[Collected data]
PR #1290, opened 2024-12-18
fix: incorrect behaviors in Batch Entity Upsert endpoint

bobeal:
- noOverwrite option is not handled whereas it should be passed when in update mode
- replace mode was only replacing the attributes of the entity (and thus was missing all the other needed actions: replace types and scopes, send events...)

### DIFF
--- a/search-service/src/main/kotlin/com/egm/stellio/search/entity/web/EntityOperationHandler.kt
+++ b/search-service/src/main/kotlin/com/egm/stellio/search/entity/web/EntityOperationHandler.kt
@@ -109,7 +109,9 @@ class EntityOperationHandler(
         )
         @RequestParam queryParams: MultiValueMap<String, String>
     ): ResponseEntity<*> = either {
-        val options = queryParams.getFirst(QP.OPTIONS.key)
+        val options = queryParams.getFirst(QP.OPTIONS.key)?.split(",")
+        val disallowOverwrite = options?.any { it == OptionsValue.NO_OVERWRITE.value } == true
+        val updateMode = options?.any { it == OptionsValue.UPDATE_MODE.value } == true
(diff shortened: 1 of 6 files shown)


search-service/src/main/kotlin/com/egm/stellio/search/entity/web/EntityOperationHandler.kt
```diff
@@ -109,7 +109,9 @@ class EntityOperationHandler(
         )
         @RequestParam queryParams: MultiValueMap<String, String>
     ): ResponseEntity<*> = either {
-        val options = queryParams.getFirst(QP.OPTIONS.key)
+        val options = queryParams.getFirst(QP.OPTIONS.key)?.split(",")
+        val disallowOverwrite = options?.any { it == OptionsValue.NO_OVERWRITE.value } == true
```
thomasBousselin, line 113: I don't see a no_overwrite option for upsert in the specification.

bobeal: see the in-progress doc with misc fixes to contribute to the spec

ranim-n (approved):

search-service/src/main/kotlin/com/egm/stellio/search/entity/web/EntityOperationHandler.kt
bobeal: as discussed, aligned with the figures of operations from 1.6.1. Spec needs clarification, to be discussed with ISG-CIM.

bobeal:
@thomasBousselin OK for you?

thomasBousselin (approved):

PR #1319, opened 2025-01-18
feat: add support for user defined geo properties

bobeal:


thomasBousselin:
It will be easier to review if it was based on the "chore/remove-unused-observation-listener" branch.

bobeal:
> It will be easier to review if it was based on the "chore/remove-unused-observation-listener" branch.

indeed, forgot to do it.

bobeal:
> > It will be easier to review if it was based on the "chore/remove-unused-observation-listener" branch.
> 
> indeed, forgot to do it.

and done.

ranim-n (approved):

thomasBousselin (commented):
So the "geometryProperty" parameter was only working for location, observationSpace and operationSpace?
 Have you checked that it work with the other properties?

bobeal:
> So the "geometryProperty" parameter was only working for location, observationSpace and operationSpace? Have you checked that it work with the other properties?

The main point is to fix the issue referenced.

As for  the `geometryProperty`, it is another thing (and the code is dumb on this, just trying to get the property with the name passed as parameter)

thomasBousselin (approved):

PR #1327, opened 2025-02-03
fix(temp): use deleted entity in notifications

bobeal:
Temporary solution while `showChanges` is not implemented. It allows to have access to attributes in case of a `entityDeleted` event. For other events, previous and updated entity are the same.


ranim-n (approved):

thomasBousselin:
> For other events, previous and updated entity are the same.
Strange behavior. but if you double checked this its ok.

Also maybe add comment.

bobeal:
> > For other events, previous and updated entity are the same.
> 
> Strange behavior.

Temporary while `showChanges` is not implemented. At the end, the previous entities will be conveyed with the events and will be used to show changes when asked.

thomasBousselin (approved):

PR #1350, opened 2025-03-05
Feature/modifiedAt at creation

thomasBousselin:


search-service/src/main/kotlin/com/egm/stellio/search/entity/model/Attribute.kt
```diff
@@ -45,7 +45,7 @@ data class Attribute(
     val attributeValueType: AttributeValueType,
     val datasetId: URI? = null,
     val createdAt: ZonedDateTime,
-    val modifiedAt: ZonedDateTime? = null,
+    val modifiedAt: ZonedDateTime? = createdAt, // todo could be non nullable
```
bobeal, line 48: this TODO has to be removed. and, yes, since we now automatically set a `modifiedAt` when creating an entity or attribute, it should be non nullable.

bobeal: and what about https://github.com/stellio-hub/stellio-context-broker/blob/develop/search-service/src/main/kotlin/com/egm/stellio/search/entity/model/Entity.kt#L25? (it should also be set for entity, not only attributes)

search-service/src/main/kotlin/com/egm/stellio/search/entity/web/EntityHandler.kt
```diff
@@ -221,9 +221,9 @@ class EntityHandler(
             implemented = [
```
bobeal, line 221: modifications in this file should not be in this PR

shared/src/main/kotlin/com/egm/stellio/shared/model/ExpandedEntity.kt
```diff
@@ -53,12 +53,13 @@ data class ExpandedEntity(
                 if (JSONLD_EXPANDED_ENTITY_CORE_MEMBERS.contains(it.key))
                     it.value
                 else castAttributeValue(it.value).map { expandedAttributeInstance ->
-                    expandedAttributeInstance.addDateTimeProperty(
-                        NGSILD_CREATED_AT_PROPERTY,
-                        createdAt
-                    ) as ExpandedAttributeInstance
+                    expandedAttributeInstance
```
bobeal, line 56: as the name of the function says, it is called at entity creation time, but you are missing attributes creation times (and entity replace?).

shared/src/main/kotlin/com/egm/stellio/shared/model/ExpandedEntity.kt
```diff
@@ -94,7 +95,7 @@ data class ExpandedEntity(
             as List<ExpandedTerm>
     }
 
-    fun toTypeSelection() = types.joinToString { "|" }
+    fun toTypeSelection() = types.joinToString("|")
```
bobeal, line 98: lost modification

bobeal:
take care of the name of the PR. at the end, the squashed commit should follow https://github.com/stellio-hub/stellio-context-broker?tab=readme-ov-file#committing

search-service/src/main/kotlin/com/egm/stellio/search/entity/service/EntityAttributeService.kt
```diff
@@ -220,7 +220,7 @@ class EntityAttributeService(
 
         // if the temporal property existed before, the create operation returned a different id than the one
         // in the attribute object
-        val timeProperty =
+        val timeProperty = // todo what is the point of choosing this?
```
bobeal, line 223: for the audit trace added below, we need to know if it was a creation or a modification (the `create(Attribute)` is actually an upsert)

search-service/src/main/kotlin/com/egm/stellio/search/temporal/model/AttributeInstance.kt
```diff
@@ -67,6 +67,7 @@ data class AttributeInstance private constructor(
             sub = sub
         )
 
+        // todo can i delete this function ?
```
bobeal, line 70: if we don't loose the `instanceId` thing

bobeal (approved):

bobeal:
can be merged?

PR #1355, opened 2025-03-08
chore: clean and automatically check unnecessary stubs

bobeal:
- upgrade to last version of mockk.io (since springmockk is not updated for a long time)

### DIFF
--- a/build.gradle.kts
+++ b/build.gradle.kts
@@ -82,6 +82,7 @@ subprojects {
         testImplementation("org.springframework.boot:spring-boot-testcontainers")
         testImplementation("io.projectreactor:reactor-test")
         testImplementation("com.ninja-squad:springmockk:4.0.2")
+        testImplementation("io.mockk:mockk:1.13.17")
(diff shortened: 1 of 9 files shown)


thomasBousselin:
So if i understand correctly, this check that all mock are used.
It found some in EntityOperationHandlerTest. 
And basically all the rest are false positive because the check does not understand wasNot Called?

bobeal:
> So if i understand correctly, this check that all mock are used. It found some in EntityOperationHandlerTest. And basically all the rest are false positive because the check does not understand wasNot Called?

The `wasNot` problem appeared with the upgrade of mockk.io (https://github.com/mockk/mockk/issues/1155). We have this dependency through spring-mockk but spring-mockk has not been updated for a while and thus we had a very outdated version of mockk.io.

bobeal:
> So if i understand correctly, this check that all mock are used. It found some in EntityOperationHandlerTest. And basically all the rest are false positive because the check does not understand wasNot Called?

And yes for the first point.

thomasBousselin (approved):

PR #1365, opened 2025-03-23
fix(temporal): allow retrieving temporal evolution of an entity when deleted from the current state

bobeal:
- manually validated, just missing some TCs


ranim-n (approved):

[WHAT YOU SHOULD DO]
Could you retype every line of the data exactly?

[RESPONSE BELOW]
PR #1290, opened 2024-12-18
fix: incorrect behaviors in Batch Entity Upsert endpoint

bobeal:
- noOverwrite option is not handled whereas it should be passed when in update mode
- replace mode was only replacing the attributes of the entity (and thus was missing all the other needed actions: replace types and scopes, send events...)

### DIFF
--- a/search-service/src/main/kotlin/com/egm/stellio/search/entity/web/EntityOperationHandler.kt
+++ b/search-service/src/main/kotlin/com/egm/stellio/search/entity/web/EntityOperationHandler.kt
@@ -109,7 +109,9 @@ class EntityOperationHandler(
         )
         @RequestParam queryParams: MultiValueMap<String, String>
     ): ResponseEntity<*> = either {
-        val options = queryParams.getFirst(QP.OPTIONS.key)
+        val options = queryParams.getFirst(QP.OPTIONS.key)?.split(",")
+        val disallowOverwrite = options?.any { it == OptionsValue.NO_OVERWRITE.value } == true
+        val updateMode = options?.any { it == OptionsValue.UPDATE_MODE.value } == true
(diff shortened: 1 of 6 files shown)


search-service/src/main/kotlin/com/egm/stellio/search/entity/web/EntityOperationHandler.kt
```diff
@@ -109,7 +109,9 @@ class EntityOperationHandler(
         )
         @RequestParam queryParams: MultiValueMap<String, String>
     ): ResponseEntity<*> = either {
-        val options = queryParams.getFirst(QP.OPTIONS.key)
+        val options = queryParams.getFirst(QP.OPTIONS.key)?.split(",")
+        val disallowOverwrite = options?.any { it == OptionsValue.NO_OVERWRITE.value } == true
```
thomasBousselin, line 113: I don't see a no_overwrite option for upsert in the specification.

bobeal: see the in-progress doc with misc fixes to contribute to the spec

ranim-n (approved):

search-service/src/main/kotlin/com/egm/stellio/search/entity/web/EntityOperationHandler.kt
bobeal: as discussed, aligned with the figures of operations from 1.6.1. Spec needs clarification, to be discussed with ISG-CIM.

bobeal:
@thomasBousselin OK for you?

thomasBousselin (approved):

PR #1319, opened 2025-01-18
feat: add support for user defined geo properties

bobeal:


thomasBousselin:
It will be easier to review if it was based on the "chore/remove-unused-observation-listener" branch.

bobeal:
> It will be easier to review if it was based on the "chore/remove-unused-observation-listener" branch.

indeed, forgot to do it.

bobeal:
> > It will be easier to review if it was based on the "chore/remove-unused-observation-listener" branch.
> 
> indeed, forgot to do it.

and done.

ranim-n (approved):

thomasBousselin (commented):
So the "geometryProperty" parameter was only working for location, observationSpace and operationSpace?
 Have you checked that it work with the other properties?

bobeal:
> So the "geometryProperty" parameter was only working for location, observationSpace and operationSpace? Have you checked that it work with the other properties?

The main point is to fix the issue referenced.

As for  the `geometryProperty`, it is another thing (and the code is dumb on this, just trying to get the property with the name passed as parameter)

thomasBousselin (approved):

PR #1327, opened 2025-02-03
fix(temp): use deleted entity in notifications

bobeal:
Temporary solution while `showChanges` is not implemented. It allows to have access to attributes in case of a `entityDeleted` event. For other events, previous and updated entity are the same.


ranim-n (approved):

thomasBousselin:
> For other events, previous and updated entity are the same.
Strange behavior. but if you double checked this its ok.

Also maybe add comment.

bobeal:
> > For other events, previous and updated entity are the same.
> 
> Strange behavior.

Temporary while `showChanges` is not implemented. At the end, the previous entities will be conveyed with the events and will be used to show changes when asked.

thomasBousselin (approved):

PR #1350, opened 2025-03-05
Feature/modifiedAt at creation

thomasBousselin:


search-service/src/main/kotlin/com/egm/stellio/search/entity/model/Attribute.kt
```diff
@@ -45,7 +45,7 @@ data class Attribute(
     val attributeValueType: AttributeValueType,
     val datasetId: URI? = null,
     val createdAt: ZonedDateTime,
-    val modifiedAt: ZonedDateTime? = null,
+    val modifiedAt: ZonedDateTime? = createdAt, // todo could be non nullable
```
bobeal, line 48: this TODO has to be removed. and, yes, since we now automatically set a `modifiedAt` when creating an entity or attribute, it should be non nullable.

bobeal: and what about https://github.com/stellio-hub/stellio-context-broker/blob/develop/search-service/src/main/kotlin/com/egm/stellio/search/entity/model/Entity.kt#L25? (it should also be set for entity, not only attributes)

search-service/src/main/kotlin/com/egm/stellio/search/entity/web/EntityHandler.kt
```diff
@@ -221,9 +221,9 @@ class EntityHandler(
             implemented = [
```
bobeal, line 221: modifications in this file should not be in this PR

shared/src/main/kotlin/com/egm/stellio/shared/model/ExpandedEntity.kt
```diff
@@ -53,12 +53,13 @@ data class ExpandedEntity(
                 if (JSONLD_EXPANDED_ENTITY_CORE_MEMBERS.contains(it.key))
                     it.value
                 else castAttributeValue(it.value).map { expandedAttributeInstance ->
-                    expandedAttributeInstance.addDateTimeProperty(
-                        NGSILD_CREATED_AT_PROPERTY,
-                        createdAt
-                    ) as ExpandedAttributeInstance
+                    expandedAttributeInstance
```
bobeal, line 56: as the name of the function says, it is called at entity creation time, but you are missing attributes creation times (and entity replace?).

shared/src/main/kotlin/com/egm/stellio/shared/model/ExpandedEntity.kt
```diff
@@ -94,7 +95,7 @@ data class ExpandedEntity(
             as List<ExpandedTerm>
     }
 
-    fun toTypeSelection() = types.joinToString { "|" }
+    fun toTypeSelection() = types.joinToString("|")
```
bobeal, line 98: lost modification

bobeal:
take care of the name of the PR. at the end, the squashed commit should follow https://github.com/stellio-hub/stellio-context-broker?tab=readme-ov-file#committing

search-service/src/main/kotlin/com/egm/stellio/search/entity/service/EntityAttributeService.kt
```diff
@@ -220,7 +220,7 @@ class EntityAttributeService(
 
         // if the temporal property existed before, the create operation returned a different id than the one
         // in the attribute object
-        val timeProperty =
+        val timeProperty = // todo what is the point of choosing this?
```
bobeal, line 223: for the audit trace added below, we need to know if it was a creation or a modification (the `create(Attribute)` is actually an upsert)

search-service/src/main/kotlin/com/egm/stellio/search/temporal/model/AttributeInstance.kt
```diff
@@ -67,6 +67,7 @@ data class AttributeInstance private constructor(
             sub = sub
         )
 
+        // todo can i delete this function ?
```
bobeal, line 70: if we don't loose the `instanceId` thing

bobeal (approved):

bobeal:
can be merged?

PR #1355, opened 2025-03-08
chore: clean and automatically check unnecessary stubs

bobeal:
- upgrade to last version of mockk.io (since springmockk is not updated for a long time)

### DIFF
--- a/build.gradle.kts
+++ b/build.gradle.kts
@@ -82,6 +82,7 @@ subprojects {
         testImplementation("org.springframework.boot:spring-boot-testcontainers")
         testImplementation("io.projectreactor:reactor-test")
         testImplementation("com.ninja-squad:springmockk:4.0.2")
+        testImplementation("io.mockk:mockk:1.13.17")
(diff shortened: 1 of 9 files shown)


thomasBousselin:
So if i understand correctly, this check that all mock are used.
It found some in EntityOperationHandlerTest. 
And basically all the rest are false positive because the check does not understand wasNot Called?

bobeal:
> So if i understand correctly, this check that all mock are used. It found some in EntityOperationHandlerTest. And basically all the rest are false positive because the check does not understand wasNot Called?

The `wasNot` problem appeared with the upgrade of mockk.io (https://github.com/mockk/mockk/issues/1155). We have this dependency through spring-mockk but spring-mockk has not been updated for a while and thus we had a very outdated version of mockk.io.

bobeal:
> So if i understand correctly, this check that all mock are used. It found some in EntityOperationHandlerTest. And basically all the rest are false positive because the check does not understand wasNot Called?

And yes for the first point.

thomasBousselin (approved):

PR #1365, opened 2025-03-23
fix(temporal): allow retrieving temporal evolution of an entity when deleted from the current state

bobeal:
- manually validated, just missing some TCs


ranim-n (approved):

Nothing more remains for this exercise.